PR #1301, opened 2020-11-19
Update build.html

darmiel:
Due to a license change, 'java' isn't available in brew cask anymore. 
But you can still install java using AdoptJDK java.
```bash
brew tap adoptopenjdk/openjdk
brew cask install adoptopenjdk
```

The Brew installation script is now Bash and no longer Ruby.

### DIFF
--- a/build.html
+++ b/build.html
@@ -492,7 +492,7 @@ function onOptionsChanged() {
     if (target !== 'C++/CLI' && target !== 'C++/CX') {
       pre_text.push('Note that Windows Subsystem for Linux (WSL) and Cygwin are not Windows environments, so you need to use instructions for Linux for them instead.');
     }
-    pre_text.push('Download and install <a href="https://visualstudio.microsoft.com/ru/vs/community/">Microsoft Visual Studio</a>. Enable C++' + win10_sdk + ' support while installing.');
+    pre_text.push('Download and install <a href="https://visualstudio.microsoft.com/vs/community/">Microsoft Visual Studio</a>. Enable C++' + win10_sdk + ' support while installing.');
     pre_text.push('Download and install <a href="https://cmake.org/download/">CMake</a>; choose "Add CMake to the system PATH" option while installing.');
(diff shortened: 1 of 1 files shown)


levlam:
Thanks!

I see that `java` was migrated to "homebrew/core" in https://github.com/Homebrew/homebrew-cask/commit/4e23f9fda882d2b183dce6f037a093aead454f3a and not removed, so we can use just `brew install openjdk`. Can we?

darmiel:
Oh, you're right. I hadn't noticed that!

levlam:
@darmiel Does `brew install java` works for you? I can find only `openjdk` package in brew. It looks like the moved package changed its name.

darmiel:
I tested it locally and with GitHub Actions: https://github.com/darmiel/macos-brew-java-test/runs/1432950346
However, the macos-latest image of GitHub uses some taps for Brew. Local I have:
```
homebrew/cask
homebrew/cask-versions
homebrew/core
homebrew/services
```

I think it would still be a better idea to use "openjdk" in case I (and GitHub) use some tap that makes java an alias of openjdk.

levlam:
Thanks, @darmiel!

levlam:
Between, I found package "java" in homebrew/core, which is an alias to "openjdk", so both package names are correct: https://github.com/Homebrew/homebrew-core/blob/master/Aliases/java.

darmiel:
Hey @levlam 

Sorry to misuse the pull request for another problem, but I believe that the problem is not the TdLib.

I would like to receive the info from a Supergroup / Basicgroup. 
For this I use GetSupergroup, or GetBasicGroup.

But they expect a 32-bit integer as parameter, the chat id from a message however,  of is a 64-bit integer:
```java
  @Subscribe
  public void onNewMessage(final UpdateNewMessage update) {        
    final long chatId = update.message.chatId;
    this.client.send(
        new GetSupergroup(/* <- 32 Bit */ chatId /* <- 64 Bit */),
        new ChatInfoResultHandler()
    );
  }
```

What do I have to use to get the ID of the supergroup?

::::

▶ **Prompt**
With "GetSupergroup" as the search string, filter the records and return each line that has it.

▶ **Task result**
For this I use GetSupergroup, or GetBasicGroup.
        new GetSupergroup(/* <- 32 Bit */ chatId /* <- 64 Bit */),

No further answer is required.